All stages of this study were performed in accordance with Preferred Reporting Items for Systematic Reviews and Meta-Analyses guidelines. The criteria for including studies into the meta-analysis were: being designed as an observational epidemiological study such as cross-sectional, case-control, cohort, population based or clinic based; providing a transparent report of the prevalence and odds ratio (OR) for obtaining combined indices of prevalence and OR. Among studies conducted on the same population, the one with higher quality was included. Articles that did not meet any one of these inclusion criteria were excluded.

The outcome measures included the prevalence of pterygium and its risk factors such as alcohol consumption, smoking, outdoor occupation, region of residence, sunlight exposure, use of sunglasses and hats, age, and gender. To determine the prevalence of pterygium, we included all studies reporting the overall prevalence of pterygium or broken down by age and gender. Studies that defined exposure to alcohol and smoking as consumers and nonconsumers were included in the final analysis. In addition, given the small number of studies that defined smoking and alcohol as current users, these were allocated to the consumer group. We used indoor and outdoor categories to determine the effect of occupation environment. Region of residence included urban and rural categories. Sunlight exposure, according to extracted data, was classified into 2 groups of under and over 5 hours of exposure. Age was grouped into 10-year intervals.
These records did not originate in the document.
PR #2281, opened 2024-07-30
Mock WheelsV2 in unit-tests to avoid lengthy wheel-building.

asnare:
## Changes

This PR updates some of the unit-testing fixtures to mock `WheelsV2` where this is referenced instead of the real thing; this avoids lengthy wheel-building during unit tests.

(Wheel-building can easily exceed the 30s unit-testing deadline, especially on developer laptops with the solacc dataset present.)

### DIFF
--- a/tests/integration/conftest.py
+++ b/tests/integration/conftest.py
@@ -14,7 +14,7 @@ from databricks.labs.blueprint.entrypoint import is_in_debug
 from databricks.labs.blueprint.installation import Installation, MockInstallation
 from databricks.labs.blueprint.parallel import Threads
 from databricks.labs.blueprint.tui import MockPrompts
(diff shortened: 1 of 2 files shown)


JCZuurmond (changes requested):
I expect a `assert_` to be required on the mock

JCZuurmond (approved):
Mock is oke as it is not within the scope of the test

asnare:
> I expect a `assert_` to be required on the mock

I didn't realise yesterday that this feedback was intended to address an expecting linting failure: pylint has checks for unused mocks. However these checks are don't (seem to?) apply when the mock is being created as part of the fixture.

asnare:
AFAICT tell the failing acceptance tests are not related to changes in this PR.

To ensure the proper selection of articles in terms of their pertinence to the research subject and meeting the inclusion criteria, 2 researchers (E.H. and M.S.) independently reviewed the articles. The names of the authors, journal title, and the results were not concealed from the reviewers. If there was any dispute, a decision was made through negotiation or consultation with a third person. The Kappa percentage for the interreviewer agreement was 74.5%. The variables taken in consideration in this review included the name of the first author, year of publication, country and city of the study, the mean age of the studied sample, gender, study design, type of population studied, region of residence (village, town), occupation, alcohol consumption, smoking, level of exposure to sunlight, and wearing hats and sunglasses in the sun.
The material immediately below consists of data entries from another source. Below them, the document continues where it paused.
Issue #348, opened 2025-03-19
Refactor: preprocessing and dimensionality reduction


ContiPaolo:
Dimensionality reduction (for both inputs and outputs) is essential for handling large-scale spatio-temporal data. This requires training and, if using deep learning, hyper-parameter (HP) tuning.

We need to define how to handle this in the refactoring process. There are three possible approaches:

1. **Embedded in the emulator**: Dimensionality reduction and emulator training happen together. More general but computationally expensive.
2. **Separate pre-step:** Train dimensionality reduction first, then train the emulator on reduced data. More efficient but might lead to a suboptimal combination of reduction + emulator.
3. **Hybrid approach (recommended):** First, train dimensionality reduction and compare emulator performance. Then, retrain both together to fine-tune the system just on the best selected model.

In terms of refactoring, we might choose an approach (maybe the hybrid) as default, but I think we should flexibility to switch between methods. This might require making the preprocessing step a trainable component that can be:
- Trained together with the emulator (approach 1),
- Trained separately beforehand (approach 2),
- Retrained after emulator selection (approach 3).

sgreenbury:
Thanks @ContiPaolo for adding this, this is very helpful and I like the approaches outlined! Relates to #323 too - it seems like the options might be also generally applicable to any processing that is trainable (as opposed to some that might be single transformations of the data, e.g. z-score).

For approach 1/3, I'm wondering how we flexibly integrate different dimensionality reduction/trainable processing approaches with emulators. Perhaps creating `nn.Sequential` model with an emulator and processor that both implement the PyTorch backend so that they can be fit with the same API could work. A custom loss might also be required in implementing to also optimise the processing aspect. Being able to compose different processing models and emulators at runtime could be a nice feature too to allow searching over different model compositions.

radka-j:
We agreed that we will handle distribution transforms as a separate issue. There already is one with notes on potential approaches in #376.

sgreenbury:
Thanks @radka-j for connecting to #376, adding some ideas for the specific tasks to cover here for this issue (and we might consider revising some of these further into sub-issues too):
- [ ] Add AutoEmulate `Transform` class
- [ ] Add AutoEmulate `TransformModule` (also an `nn.Module`) (this could be a separate issue)
- [ ] Implement the transform for PCA and VAE in current main
- [ ] Add classes for emulator
  - [ ] With fixed preprocessing and postprocessing
[...]

PR #415, opened 2025-04-22
Refactor sklearn models for experimental

### LINKED ISSUE #405: Refactor: Create SklearnBackend class inheriting from Emulator base class & add first example (svm)
### Summary

- See diagram in #322 for where `SklearnBackend` should sit
- See [this comment](https://github.com/alan-turing-institute/autoemulate/issues/315#issuecomment-2720591494) - idea may be to introduce this functionality but deprecate later

### Basic Example

New SVM class should replicate the existing `SupportVectorMachines` emulator class functionality, but in the new experimental refactor code, inheriting the from a new `SklearnBackend` class which itself inherits from the `Emulator` base class.

### Drawbacks

Retaining sklearn models which might be re-implementable with Pytorch

### Unresolved questions

_No response_

### Implementation PR

_No response_

### Reference Issues

_No response_

edwardchalstrey1:
- Based off #399 - merge this first
- Closes #405 

Questions:
- [x] What are the full set of sklearn models that we want to keep?
    - Just SVM and Random Forest for now 
- [x] Do we actually need the `SklearnBackend`?
- [x] If we do keep `SklearnBackend`, should LightGBM use this?
    - Probably not, if it is sufficiently similar then maybe - have a look at the docs. If we did, should call `SklearnBackend` something different
- [x] Why are the checks in each model fit slightly different and do they need to be? If they can be standardised, we can move them into the fit method of `SklearnBackend` - if not, perhaps keep them in the specific model's fit func
- [x] Add type hints to model args


autoemulate/experimental/emulators/base.py
```diff
@@ -168,3 +168,29 @@ def get_tune_config():
...
+    """
+
+    def __init__(
+        self, x: InputLike | None = None, y: InputLike | None = None, **kwargs
+    ):
+        pass
+
+    def fit(self, x: InputLike, y: InputLike | None):
+        msg = "Subclasses must implement the `fit` method."
+        raise NotImplementedError(msg)
```
sgreenbury, line 188: We might be able to write a generic default implementation for an sklearn model here? Similar to the approach with the [PyTorchBackend](https://github.com/alan-turing-institute/autoemulate/blob/46ca7a6c6b35cdc7cb04e687f89fe8cc921e1f75/autoemulate/experimental/emulators/base.py#L85-L149). For this to work though, I think we'd need to add `.model_` attribute to the backend (or inherit directly from a model class).

autoemulate/experimental/emulators/base.py
```diff
@@ -168,3 +168,29 @@ def get_tune_config():
...
+
+
+class SklearnBackend(Emulator):
+    """
+    SklearnBackend is a sklearn model and implements the base class.
+    This provides default implementations to further subclasses.
+    This means that models can subclass and only need to implement
+    `.fit()` and `.predict()` to have an emulator to be run in `AutoEmulate`
+    """
+
```
sgreenbury, line 180: Could add an attribute here with a type such as: `class SklearnEstimator(BaseEstimator, RegressorMixin): ...`. This could be referenced in default impls of the backend.

```suggestion
    model_: SklearnEstimator
```

autoemulate/experimental/emulators/base.py
edwardchalstrey1: Yes, I think it will make more sense how to do this once I've added a few other models

autoemulate/experimental/emulators/base.py
edwardchalstrey1:
```
class SklearnEstimator(BaseEstimator, RegressorMixin): ...

class SklearnBackend(Emulator):
    """
    SklearnBackend is a sklearn model and implements the base class.
    This provides default implementations to further subclasses.
    This means that models can subclass and only need to implement
    `.fit()` and `.predict()` to have an emulator to be run in `AutoEmulate`
    """

    model: SklearnEstimator

    def __init__(
        self, x: InputLike | None = None, y: InputLike | None = None, **kwargs
    ):
        pass
```

sgreenbury:
Adding the code from discussion with @edwardchalstrey1 and @radka-j on possible revision to the base class (relating to #322):

```python
class Emulator(ABC, InputTypeMixin):
    """
    The interface containing methods on emulators that are
    expected by downstream dependents. This includes:
    - `AutoEmulate`
    """

    @abstractmethod
    def __init__(
        self, x: InputLike | None = None, y: InputLike | None = None, **kwargs
    ): ...

    @classmethod
    def model_name(cls) -> str:
        return cls.__name__

    @abstractmethod
    def _fit(self, x: InputLike, y: InputLike | None): ...


    @abstractmethod
    def check(self, x: InputLike, y: InputLike | None): ...

    @abstractmethod
    def convert(self, x: InputLike, y: InputLike | None) -> tuple[InputLike, InputLike | None]: ...

    def fit(self, x, y):
        """
        Fit the model to the data.

        Parameters
        ----------
            x: InputLike
                Input features as numpy array, PyTorch tensor, or DataLoader.
            y: OutputLike or None
                Target values (not needed if x is a DataLoader).

        Returns
        -------
            None
        """
        x, y = self.convert(x, y)
        self.check(x, y)
        self._fit(x, y)

    @abstractmethod
    def predict(self, x: InputLike) -> OutputLike: ...

    @staticmethod
    @abstractmethod
    def get_tune_config() -> TuneConfig: ...

```

edwardchalstrey1:
Models to inclide:
- [ ] SVM
- [ ] Random Forest

autoemulate/experimental/emulators/randomforest.py
```diff
@@ -0,0 +1,79 @@
...
+            bootstrap=self.bootstrap,
+            random_state=self.random_state,
+        )
+
+    def fit(self, x: TensorLike, y: TensorLike | None):
+        """Fits the emulator to the data."""
+        x, y = self._convert_to_numpy(x, y)
+        self.n_features_in_ = x.shape[1]
+
+        # y = y.ravel()  # Ensure y is 1-dimensional
```
edwardchalstrey1, line 57: Doing this would break the 2d test case, however not doing it results in the following warning even on the 1D test (caused by our dimensionality handling in the `_convert_...` functions:

```
A column-vector y was passed when a 1d array was expected. Please change the shape of y to (n_samples,), for example using ravel()
```

This is probably fine though

edwardchalstrey1:
### TODOs week 6th May

- [ ] Uncomment the `is_multioutput()` func in `base.py` and ensure this doesn't break sklearn models
- [ ] Address pre-commit issues
- [ ] Decide whether to work on #422 here or to merge this PR first

autoemulate/experimental/data/utils.py
```diff
@@ -165,6 +171,18 @@ def _random_split(
...
+    def _normalize(x: TensorLike) -> tuple[TensorLike, TensorLike, TensorLike]:
+        x_mean = x.mean(0, keepdim=True)
+        x_std = x.std(0, keepdim=True)
+        return (x - x_mean) / x_std, x_mean, x_std
+
+    @staticmethod
+    def _denormalize(
+        x: TensorLike, x_mean: TensorLike, x_std: TensorLike
+    ) -> TensorLike:
+        return (x * x_std) + x_mean
```
sgreenbury, line 184: Added this here as initial functionality form preprocessing outputs. This would be good to revisit in #348 where this might be better as distinct functionality that can be combined with the model and/or updated with the API used there.

sgreenbury (approved):
As discussed, this looks good to merge with subsequent changes with checks/validation to follow in #422, thanks @edwardchalstrey1!

autoemulate/experimental/data/utils.py
sgreenbury: Also relates to #437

We used the STROBE checklist for cross-sectional, case-control, and cohort studies to assess the quality of the studies in terms of methodology and reporting.
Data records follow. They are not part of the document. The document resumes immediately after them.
PR #431, opened 2025-04-28
Fix error raised in sensitivity analysis docs

### LINKED ISSUE #355: Sensitivity analysis docs example gives error
The sensitivity analysis in the docs [here](https://alan-turing-institute.github.io/autoemulate/getting-started/quickstart.html#sensitivity-analysis) gives an error, this should be fixed.

I would also be in favour of moving this from the QuickStart tutorial to the `A deeper dive into AutoEmulate` section. This section ends with "Downstream tasks" examples, which currently only has History matching. I think we should have sensitivity analysis here as well.

sgreenbury:
Closes #355.


radka-j (approved):
Sensitivity analysis in notebooks runs fine for me locally.

PR #446, opened 2025-04-30
Update docs to not execute workflow notebook

radka-j:
One of the cells in the workflow notebook takes too long to run so it gets interrupted during the build, meaning the rest of the notebook doesn't render. I am trying to set up the docs so that the workflow notebook doesn't execute on each build (and instead the pre-rendered content should be displayed). The updates here I based on suggestions from ChatGPT (which has gotten it wrong before). Any suggestions for better ways to go about this welcome!


docs/tutorials/07_AE_workflow.ipynb
```diff
@@ -464,6 +464,9 @@
   }
  ],
  "metadata": {
+  "jupyter": {
+   "execute_notebook": "off"
```
radka-j, line 468:
```suggestion
   "tags": ["skip-execution"]
```

sgreenbury:
Now updated to not execute notebook and include outputs in notebooks + fix the repeated displays in dashboard. Merging now with additional changes #450.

Statistical heterogeneity of the studies was assessed using the chi-square test at a significance level of 5%. To quantify heterogeneity among results, we used the I-square statistic and Higgins classification, based on which, an I-square value more than 75% can be considered as heterogeneity.

The summary measures of this study included the prevalence and the OR of developing pterygium in the presence of risk factors as an index of correlation; these were calculated along with 95% confidence intervals (CIs) for a 2-tailed distribution.

Data analysis was done using the Stata (version 11, StataCorp, College Station, Texas) and applying the random effects model at a 95% confidence level.